Building Risk Prediction Models for Type 2 Diabetes Using Machine Learning Techniques

Zidian Xie, PhD; Olga Nikolayeva, MS; Jiebo Luo, PhD; Dongmei Li, PhD


Prev Chronic Dis. 2019;16(9):e130 

In This Article

Abstract and Introduction


Introduction: As one of the most prevalent chronic diseases in the United States, diabetes, especially type 2 diabetes, affects the health of millions of people and puts an enormous financial burden on the US economy. We aimed to develop predictive models to identify risk factors for type 2 diabetes, which could help facilitate early diagnosis and intervention and also reduce medical costs.

Methods: We analyzed cross-sectional data on 138,146 participants, including 20,467 with type 2 diabetes, from the 2014 Behavioral Risk Factor Surveillance System. We built several machine learning models for predicting type 2 diabetes, including support vector machine, decision tree, logistic regression, random forest, neural network, and Gaussian Naive Bayes classifiers. We used univariable and multivariable weighted logistic regression models to investigate the associations of potential risk factors with type 2 diabetes.

Results: All predictive models for type 2 diabetes achieved a high area under the curve (AUC), ranging from 0.7182 to 0.7949. Although the neural network model had the highest accuracy (82.4%), specificity (90.2%), and AUC (0.7949), the decision tree model had the highest sensitivity (51.6%) for type 2 diabetes. We found that people who slept 9 or more hours per day (adjusted odds ratio [aOR] = 1.13, 95% confidence interval [CI], 1.03–1.25) or had checkup frequency of less than 1 year (aOR = 2.31, 95% CI, 1.86–2.85) had higher risk for type 2 diabetes.

Conclusion: Of the 8 predictive models, the neural network model gave the best model performance with the highest AUC value; however, the decision tree model is preferred for initial screening for type 2 diabetes because it had the highest sensitivity and, therefore, detection rate.

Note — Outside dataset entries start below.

PR #335, opened 2021-07-21
test: actually test caching

ekiwi:
During my work on https://github.com/ucb-bar/chisel-testers2/pull/334 I realized that the current tests keep on working, even if caching is removed.

The new tests try to determine whether something is cached by measuring the relative time it takes to execute a test/. I have observed that cached tests normally execute about 2.5 times faster than uncached tests, thus I am hopeful that this won't be too brittle.


chick (approved):
I think this looks fine. I have a couple of comments.
Relying on time seems likely to fail now and then for reasons that will not be obvious
I think it might be nice if there were a for of `test` that provided some controlled access to internals like working directory, cache hit, etc.

PR #222, opened 2016-01-12
Fix warnings in Gazebo 6.5 and compilation in Gazebo 7.0

traversaro:
Cleanup also trailing whitespaces.


traversaro:
Version without whitespaces changes: https://github.com/robotology/gazebo-yarp-plugins/pull/222?w=1 .

Issue #229, opened 2016-02-23
Controlboard regression


traversaro:
@naveenoid  have reported some strange behaviours (joint reaching their limits on startup) with the new minimum jerk trajectory generator. While we investigate this we can switch back the default trajectory generator to the constant velocity one.

naveenoid:
:+1:

traversaro:
Everything seems to work fine at https://github.com/robotology/gazebo-yarp-plugins/commit/605f4292b47751dfac46dfd1dfb943876798e1b9 .

randaz81:
Issue fixed in master (missing initial speed value?)

PR #230, opened 2016-02-23
[controlboard] use constant_speed by default

traversaro:
See https://github.com/robotology/gazebo-yarp-plugins/issues/229 .

@naveenoid can you check with this branch?


traversaro:
This does not solve https://github.com/robotology/gazebo-yarp-plugins/issues/229 , closing.

PR #232, opened 2016-03-16
Fix gazebo7

barbalberto:
Update plugins to Gazebo 7:

- Fix crash of depthCamera on Gazebo7.
- Substitute all deprecated functions with new version.

### DIFF
--- a/plugins/depthCamera/include/yarp/dev/DepthCameraDriver.h
+++ b/plugins/depthCamera/include/yarp/dev/DepthCameraDriver.h
@@ -267,9 +267,10 @@ private:
     unsigned char  *m_RGBPointCloud_Buffer;
     int counter;
 
+#if GAZEBO_MAJOR_VERSION < 7
     gazebo::sensors::CameraSensor*       m_imageCameraSensorPtr;
     gazebo::rendering::CameraPtr         m_imageCameraPtr;
-
+#endif
     gazebo::sensors::DepthCameraSensor*  m_depthCameraSensorPtr;
     gazebo::rendering::DepthCameraPtr    m_depthCameraPtr;
 
--- a/plugins/depthCamera/src/DepthCameraDriver.cpp
+++ b/plugins/depthCamera/src/DepthCameraDriver.cpp
@@ -188,22 +188,21 @@ bool GazeboYarpDepthCameraDriver::OnNewImageFrame(const unsigned char *_image,
 //                     "\n\t_depth is " << _depth     <<
 //                     "\n\t_format is " << _format   << std::endl;
 
-
-#if GAZEBO_MAJOR_VERSION >= 7
     m_colorFrameMutex.wait();
+
+    #if GAZEBO_MAJOR_VERSION >= 7
     if(m_depthCameraSensorPtr->IsActive())
         memcpy(m_imageFrame_Buffer, m_depthCameraPtr->ImageData(), m_imageFrame_BufferSize);
 
     m_colorTimestamp.update(this->m_depthCameraSensorPtr->LastUpdateTime().Double());
-    m_colorFrameMutex.post();
 #else
-    m_colorFrameMutex.wait();
     if(m_imageCameraSensorPtr->IsActive())
         memcpy(m_imageFrame_Buffer, m_imageCameraSensorPtr->GetImageData(), m_imageFrame_BufferSize);
 
     m_colorTimestamp.update(this->m_imageCameraSensorPtr->GetLastUpdateTime().Double());
-    m_colorFrameMutex.post();
 #endif
+
+    m_colorFrameMutex.post();
     return true;
 }
 
--- a/plugins/depthCamera/src/DepthCameraDriver.cpp
+++ b/plugins/depthCamera/src/DepthCameraDriver.cpp
@@ -27,8 +27,10 @@ GazeboYarpDepthCameraDriver::GazeboYarpDepthCameraDriver()
     m_display_time_box  = false;
     m_display_timestamp = false;
 
+#if GAZEBO_MAJOR_VERSION < 7
     m_imageCameraSensorPtr = 0;
     m_imageCameraPtr       = 0;
+#endif
     m_depthCameraSensorPtr = 0;
     m_depthCameraPtr       = 0;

We confirmed previously reported risk factors and also identified sleeping time and frequency of checkup as 2 new potential risk factors related to type 2 diabetes.


Diabetes is a chronic disease that increases risk for stroke, kidney failure, renal complications, peripheral vascular disease, heart disease, and death.[1] The International Diabetes Federation estimates that by 2045, at the current growth rate, 693 million people will have diabetes worldwide.[2] According to the Centers for Disease Control and Prevention (CDC), in 2012, 29.1 million people in the United States were diagnosed with diabetes, making it the seventh leading cause of death in the country.[3] Diabetes puts a high financial burden on the US economy. Studies show the total estimated cost of diagnosed diabetes increased to $327 billion in 2017, including $237 billion in direct medical costs and $90 billion in reduced productivity.[4]

There are 3 main types of diabetes: type 1, type 2, and gestational. Of those 3, type 2 diabetes is the most prevalent and accounts for 90% to 95% of all cases. Type 2 diabetes is a predictable and preventable disease because it usually develops later in life (age >30) as a result of lifestyle (eg, low physical activity, obesity status) and other (eg, age, sex, race, family history) risk factors.[5,6] Many models have been built to predict the occurrence of type 2 diabetes.[7–10] However, because of its causal complexity, the prediction performance (especially sensitivity) of models for type 2 diabetes based on survey data needs improvement.[11] In addition, although many risk factors, including obesity and age, are well established for type 2 diabetes, others remain to be identified.

To identify the risk factors for a variety of human diseases, in 1984 CDC initiated the state-wide Behavioral Risk Factor Surveillance System (BRFSS), an ongoing, state-based, random-digit–dialed telephone survey of noninstitutionalized US adults aged 18 years or older. The goal of our study was to build predictive models for type 2 diabetes using 2014 BRFSS data by applying machine learning techniques, including support vector machine (SVM), decision tree, logistic regression, random forest, Gaussian Naive Bayes classifiers, and neural network. In addition, we expected to identify other risk factors for type 2 diabetes using statistical methods.